A taste of Texas is coming to Downtown Brooklyn — again.

Hill Country Barbecue Market has been revamped from a Texas-style BBQ spot into a food hall with six different culinary concepts inspired by Austin’s food truck scene, dubbed Hill Country Food Park.

Husband-and-wife Marc and Kristen Glosserman, who run Hill Country Hospitality, decided to make over the four-year-old restaurant to cater to the Monday-through-Friday crowd in the neighborhood.

“When we were operating as a restaurant with a full-service menu and a bar and nightlife, we never were able to really kind of generate the dinner and late-night business in this location,” Marc said. “There was a bigger opportunity in building up the daytime business. Monday-Friday people, they’re looking for value, they’re looking for speed.”

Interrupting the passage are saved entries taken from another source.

PR #1179, opened 2022-02-02
Sacasscf grad cleanup

MatthewRHermes:
In SA-CASSCF nuclear gradients, attach the convergence flag and the final Lagrange multipliers to the class instance so they can be inspected and manipulated after the gradient calculation is complete.

Also, cleanup: wrap grad/lagrange.py and grad/sacasscf.py to 99 columns max, and simplify or remove some excessive comments.


MatthewRHermes:
Forgot something.

Issue #1161, opened 2022-01-11
k2gamma assertion error: complex MO coefficients


Simonsays095:
There are several points in the k2gamma code (specifically in the `mo_k2gamma` function) where there are assertions with no description of what causes the issue or how to resolve it. Mostly these are related to matrices that should be real, having significant imaginary components. When I come across one of these assertion errors, what should I do to reduce the errors so that my system/calculation can pass the assertion?

Here is an example that triggers an assertion error:
```
from pyscf.pbc import scf
from pyscf.pbc.gto import Cell
import numpy as np


# ----- Construct a 1-dimensional O2 chain unit cell ----- #
cell = Cell()
cell.atom = [
    ["O", (0,0,0)],
    ["O", (2,0,0)]
]

cell.dimension = 1
cell.basis = '6-31g'
cell.a = np.eye(3)*[4,10,10]
cell.verbose = 4
cell.unit = 'A'
cell.build()

kpts = cell.make_kpts([3,1,1])

# -------- KHF calculation ------- #
mf = scf.KRHF(cell, kpts).density_fit()
e_hf = mf.kernel()


from pyscf.pbc.tools.k2gamma import mo_k2gamma
mo_k2gamma(cell, mf.mo_energy, mf.mo_coeff, mf.kpts, kmesh=None)
```

Majokux:
I and @obackhouse  have been struggling with this issue for a while, and would like to know the answer as well.
It also happens for 3D materials, especially if the band gap is small and/or the point group symmetry of the unit cell high.
In principle one should always be able to find a real set of orbitals at the Gamma-point, but the routine in `k2gamma` does not seem to be robust in this respect. Maybe @zhcui can help?

zhcui:
Hi all,

This issue comes from the degeneracy of the system. The mo occupation patterns are different for different k points:

[[2. 2. 2. 2. 2. 2. 2. 0. 0. 0. 0. 0. 0. 0. 0. 0. 0. 0.]
 [2. 2. 2. 2. 2. 2. 2. 2. 0. 0. 0. 0. 0. 0. 0. 0. 0. 0.]
 [2. 2. 2. 2. 2. 2. 2. 2. 2. 0. 0. 0. 0. 0. 0. 0. 0. 0.]]

The patterns break the symmetry of the phases among different k points. So the MO's cannot be realized.

Best,
Zhihao

Majokux:
Hi Zhihao, many thanks for your response.
[...]

PR #1197, opened 2022-02-25
Addition of (k,-k)-symmetry addon for KSCF

maxnus:
When performing k-point sampled SCF calculations with PySCF, the symmetry between the MO \phi(k) and the conjugated MO \phi(-k)* is frequently being broken. Often, one would like to retain this symmetry, which for example should be an exact symmetry in crystals with centrosymmetry. As an example, this is the default behaviour in VASP, see the entry for `ISYM=0` [here](https://www.vasp.at/wiki/index.php/ISYM). Retaining this symmetry also allows the solution to remain real-orbital supercell representable (see also issue #1161).

Ideally, this symmetry should be implemented in a larger effort to support point-group symmetry in crystals and sampling of the irreducible BZ only. However, this is a somewhat larger project and I am not sure if work is already being done in this direction.
Since I require (k,-k)-symmetric solution for some of my work, I instead implemented a more lightweight solution, allowing the decoration of `KRHF` and `KUHF` according to the addon syntax: `kmf = pyscf.pbc.scf.addons.kconj_symmetry_(kmf)`.
I think this could be useful for more people, until there is proper support for spacegroup symmetry.

An example is given in `pyscf/examples/pbc/43-kconj-symmetry.py`. Most of the code here is orthogonal to other parts of PySCF; the notable exception to this are the routines `get_occ` in `pbc/scf/khf.py` and  `pbc/scf/kuhf.py`.
These routines are currently buggy, in that the lead to a wrong number of occupied MOs, if an **exact** (i.e. to machine precision) degeneracy is present at the Fermi-level. I modified these functions, to crash out in this case instead (which is still better than stealthily changing the number of electrons).

As an alternative, `get_occ` could fill as many of the degenerate orbitals at the Fermi level, as there are remaining electrons, in the hope that the degeneracy only exists temporarily during the SCF loop and will disappear in the following iterations. However, an exact degeneracy is unlikely to occur when not explicitly enforcing symmetry and I thus didn't modify `get_occ` in this way for the time being.


zhcui:
Hi Max,

I think this is already implemented in the [kpoints-symmetry branch.](https://github.com/pyscf/pyscf/tree/kpoint_symm)

januseriksen:
Hi @maxnus, what's the status of this PR? Or has a similar option been implemented elsewhere, @zhcui? If so, how to enforce this type of _(k,-k)_-symmetry in an KSCF simulation? Cheers to both of you.

zhcui:
You may try something like:
```
kmesh = [3, 3, 3]
kpts_symm = cell.make_kpts(kmesh, with_gamma_point=True, space_group_symmetry=False, time_reversal_symmetry=True)                  
```

sunqm (approved):

verena-neufeld:
Since kpts symm has been merged and there is a workaround posted by @zhcui , I wonder whether this PR should be altered? I'm saying that without having had a close look at this PR.

fishjojo:
I'm going to close this PR as time-reversal and space-group symmetries are already available in pyscf. Please feel free to contribute your code to [pyscf-forge](https://github.com/pyscf/pyscf-forge) if it adds additional functionalities. And we can merge it with to the main source code once appropriate.

PR #1242, opened 2022-04-22
Ensure deterministic result from pyscf.lib.einsum

basilib:
Due to the usage of sets in `pyscf.lib.contract`, `pyscf.lib.einsum` is non-deterministic even when running on a single thread, unlike `np.einsum`. Minimal example below, fixed by this PR. 

```
from pyscf import lib
import numpy as np
np.random.seed(1)

a = np.random.random((10, 10, 10, 10))
b = np.random.random((10, 10, 10, 10))

for einsum in [np.einsum, lib.einsum]:
    res = einsum("xijk,yijk->xy", a, b)
    print("%.32f" % lib.fp(res))
```

Thanks to @obackhouse.

### DIFF
--- a/pyscf/lib/numpy_helper.py
+++ b/pyscf/lib/numpy_helper.py
@@ -157,6 +157,7 @@ def _contract(subscripts, *tensors, **kwargs):
     idxBt = list(idxB)
     inner_shape = 1
     insert_B_loc = 0
+    shared_idxAB = sorted(list(shared_idxAB))
     for n in shared_idxAB:
         if rangeA[n] != rangeB[n]:
             err = ('ERROR: In index string %s, the range of index %s is '


fishjojo:
I didn't see difference before and after the change.

basilib:
> I didn't see difference before and after the change.

Did you turn off threading?

obackhouse:
> I didn't see difference before and after the change.

To expand: without the proposed change, `shared_idxAB` is not an ordered container, so for cases with a sufficient number of indices overlapping between the two tensors in the contraction, the indices are contracted over in a non-determined order. For the example that @basilib shared, there are a number of different possibilities i.e.:

```
{'k', 'i', 'j'}
-99.79633934060159106138598872348666
```

```
{'k', 'j', 'i'}
-99.79633934060144895283883670344949
```

If for whatever reason (chance or otherwise) your platform gets the same ordering in `shared_idxAB` between different runs, it will already perform deterministically - but it certainly doesn't on my platform. Of course, this difference is < machine precision and is unavoidable with threading - but shouldn't it really be deterministic in serial? Many of the core modules of PySCF i.e. `cc` depend upon `lib.einsum` and are therefore not performing deterministically even without threading.

zhcui:
I think Python's built-in dictionary and set are already ordered since Python3. What is your platform?

obackhouse:
> I think Python's built-in dictionary and set are already ordered since Python3. What is your platform?

I thought only for `dict`s in the sense that they keep the order of item insertion? I have tried on three platforms:

```
Python 3.7.0 | packaged by conda-forge | (default, Nov 12 2018, 20:15:55) 
[GCC 7.3.0] :: Anaconda, Inc. on linux
```

```
Python 3.8.5 (default, Sep  4 2020, 07:30:14) 
[GCC 7.3.0] :: Anaconda, Inc. on linux
```

```
Python 3.6.8 (default, Nov 16 2020, 16:55:22) 
[GCC 4.8.5 20150623 (Red Hat 4.8.5-44)] on linux
```

using the script:

```
s = "ijk"
for i in set(s):
    print(s)
```

which mimics the initialisation we're referring to. I have reproduced the indeterminism in `pyscf` on the first two of those platforms.

fishjojo:
> > I didn't see difference before and after the change.
> 
> To expand: without the proposed change, `shared_idxAB` is not an ordered container, so for cases with a sufficient number of indices overlapping between the two tensors in the contraction, the indices are contracted over in a non-determined order. For the example that @basilib shared, there are a number of different possibilities i.e.:
> 
> ```
> {'k', 'i', 'j'}
> -99.79633934060159106138598872348666
> ```
> 
> ```
> {'k', 'j', 'i'}
> -99.79633934060144895283883670344949
> ```
> 
> If for whatever reason (chance or otherwise) your platform gets the same ordering in `shared_idxAB` between different runs, it will already perform deterministically - but it certainly doesn't on my platform. Of course, this difference is < machine precision and is unavoidable with threading - but shouldn't it really be deterministic in serial? Many of the core modules of PySCF i.e. `cc` depend upon `lib.einsum` and are therefore not performing deterministically even without threading.

You are right. I think this PR is fine.

sunqm (approved):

At Hill Country Food Park, slated to open Monday at 345 Adams St., that means doing breakfast for the first time at any of the Hill Country Hospitality concepts, and closing at 8 p.m. The space will also  offer new concepts, from breakfast tacos to pizza to burgers to salads, alongside outposts of Hill Country Barbecue Market and the Glossermans’ other restaurant, Hill Country Chicken.

The name Hill Country Food Park is an ode to Austin’s food truck scene.

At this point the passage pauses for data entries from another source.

PR #1253, opened 2022-05-12
Make spin_square work for a custom fcisolver in UCASCI/UCASSCF

hczhai:
The current implementation of ``fci.spin_op.spin_square`` restricts the ``fcisolver`` in ``mcscf.ucasci`` to be ``fci.direct_spin1`` (or its subclass). The following change will allow supporting a custom fcisolver (such as the non-spin-adapted DMRG solver) with UCASCI and UCASSCF.

### DIFF
--- a/pyscf/mcscf/ucasci.py
+++ b/pyscf/mcscf/ucasci.py
@@ -296,13 +296,13 @@ class UCASCI(casci.CASCI):
             ss_core = self._scf.spin_square(mocore, ovlp_ao)
             if isinstance(self.e_cas, (float, numpy.number)):
                 ss = fci.spin_op.spin_square(self.ci, self.ncas, self.nelecas,
-                                             mocas, ovlp_ao)
+                                             mocas, ovlp_ao, self.fcisolver)
                 log.note('UCASCI E = %.15g  E(CI) = %.15g  S^2 = %.7f',
                          self.e_tot, self.e_cas, ss[0]+ss_core[0])
             else:
                 for i, e in enumerate(self.e_cas):
                     ss = fci.spin_op.spin_square(self.ci[i], self.ncas, self.nelecas,
-                                                 mocas, ovlp_ao)
+                                                 mocas, ovlp_ao, self.fcisolver)
                     log.note('UCASCI root %d  E = %.15g  E(CI) = %.15g  S^2 = %.7f',
                              i, self.e_tot[i], e, ss[0]+ss_core[0])
         else:
--- a/pyscf/fci/spin_op.py
+++ b/pyscf/fci/spin_op.py
@@ -109,13 +109,17 @@ def spin_square_general(dm1a, dm1b, dm2aa, dm2ab, dm2bb, mo_coeff, ovlp=1):
     return ss, multip
 
 @lib.with_doc(spin_square_general.__doc__)
-def spin_square(fcivec, norb, nelec, mo_coeff=None, ovlp=1):
-    from pyscf.fci import direct_spin1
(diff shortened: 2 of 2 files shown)


pyscf/mcscf/ucasci.py
```diff
@@ -296,13 +296,13 @@ def _finalize(self):
             ss_core = self._scf.spin_square(mocore, ovlp_ao)
             if isinstance(self.e_cas, (float, numpy.number)):
                 ss = fci.spin_op.spin_square(self.ci, self.ncas, self.nelecas,
-                                             mocas, ovlp_ao)
+                                             mocas, ovlp_ao, self.fcisolver)
```
sunqm, line 299: How about calling `self.fcisolver.spin_square()` here?

pyscf/mcscf/ucasci.py
```diff
@@ -296,13 +296,13 @@ def _finalize(self):
...
                 log.note('UCASCI E = %.15g  E(CI) = %.15g  S^2 = %.7f',
                          self.e_tot, self.e_cas, ss[0]+ss_core[0])
             else:
                 for i, e in enumerate(self.e_cas):
                     ss = fci.spin_op.spin_square(self.ci[i], self.ncas, self.nelecas,
-                                                 mocas, ovlp_ao)
+                                                 mocas, ovlp_ao, self.fcisolver)
```
sunqm, line 305: `self.fcisolver.states_spin_square` ?

pyscf/mcscf/ucasci.py
hczhai: I think calling ``self.fcisolver.spin_square()`` will break the original code even when the ``self.fcisolver`` is a normal ``direct_spin1`` FCI solver. The reasons are the following:

(1) Near the calling position of ``fci.spin_op.spin_square`` there is an ``if`` statement: https://github.com/pyscf/pyscf/blob/master/pyscf/mcscf/ucasci.py#L288 and the ``if`` checks that there is indeed a ``spin_square`` method. But then the original code **deliberately** does not call that ``spin_square`` method.

(2) We can also check the implementation of ``self.fcisolver.spin_square()`` in ``direct_spin1`` FCI solver: https://github.com/pyscf/pyscf/blob/master/pyscf/fci/direct_spin1.py#L829-L832 and it calls ``fci.spin_op.spin_square0`` and the documentation for it says that ``Spin square for RHF-FCI CI wfn only``. So it may indicate that calling ``self.fcisolver.spin_square()`` in UCASCI will not give the correct behavior.

pyscf/mcscf/ucasci.py
hczhai: @sunqm As explained in the May 16 reply, calling ``self.fcisolver.spin_square()`` or ``self.fcisolver. states_spin_square()`` will break the existing UCASCI code, this is why in my pull request I choose to keep ``fci.spin_op.spin_square`` but this method needs to get the 1/2rdms from the correct fcisolver. In addition, the computation of $\langle S^2 \rangle$ from 1/2rdms is general and independent from ``fcisolver`` implementation, which is what currently implemented in ``fci.spin_op.spin_square`` (See https://github.com/pyscf/pyscf/blob/master/pyscf/fci/spin_op.py#L112-L120). For DMRG fcisolver we can indeed specialize the computation of $\langle S^2 \rangle$ without computing and storing 1 and 2 rdms, which may be slightly faster, but the default FCI solver in pyscf does not have this specialization.

The error in the github action checks (below) is not relevant to this pull request, which should have been fixed at some time after I created this pull request. Someone should trigger the rerun of these checks.

sunqm (approved):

“At least unofficially, where food trucks gather, people refer to them as food truck parks,” said Marc, a Washington, D.C., native whose parents are from Texas (“I grew up romanticizing all things Texas,” he said.).

Early next year, the location will also be a new home for Hank’s Saloon, a Boerum Hill dive bar that is closing at the end of this year. The bar, located on the second level, will have live music and late-night hours.

The Glossermans don’t plan to replicate their new food park concept at their other locations, but see it as a testing ground.

“This is going to be a bit of a laboratory for us from a menu development standpoint,” Marc said. “There may be things we do here that may find their way onto menus at our other restaurants.”

Marc, 44, walked us through the six different food concepts:

South Congress

Anyone familiar with Austin will recognize the city’s main drag in the name. Inspired by Austin’s coffee houses, the new stall will serve coffee from City of Saints, breakfast tacos, and doughnuts from Du’s Donuts, as well as ice cream from Van Leeuwen. “We knew we wanted to have a great coffee program, and we wanted to do breakfast tacos — that is just a quintessentially Austin thing,” Marc said.

Nickie’s

This new stall serves what Marc calls “Mex-Tex” — with a menu of tamales, tacos and nachos alongside burgers and loaded hot dogs. “It’s our spin on a taco and burger stand,” Marc said. Beverages include margaritas.

Austino’s

Another new concept for Hill Country is this pizza stall. “We’re doing a mashup between pizza along with some of the things we’re known for — using smoked meats as toppings,” Marc said. “It’s a rectangular pie, and we got some really fun and innovative toppings and pizzas that we’re doing there.” Pies include El Original, with brisket, mozzarella, green onion, pickle and jalapeño, and the Skye Pie, with Kreuz Market sausage, cipollini onion, roasted red peppers, mozzarella and red sauce.

Bluebonnets

This new stall — whose name is an ode to Texas’ state flower — will offer up some vegetarian options, from salads to sandwiches, alongside other farm-to-table fare. “We knew we wanted to do something driven by fresh local produce,” Marc said. “That’s going to be our lighter fare in the Food Park.”

Hill Country Chicken

This outpost will feature the “greatest hits of our Hill Country Chicken menu” in Manhattan, Marc said. That means chicken tenders, chicken and waffles and a variety of chicken sandwiches.

Hill Country Barbecue Market

Rounding out the offerings is a barbecue  outpost, serving the restaurant’s signature smoked brisket, Marc said, alongside baby back ribs, Kreuz Market sausages, house-smoked chicken wings, and more.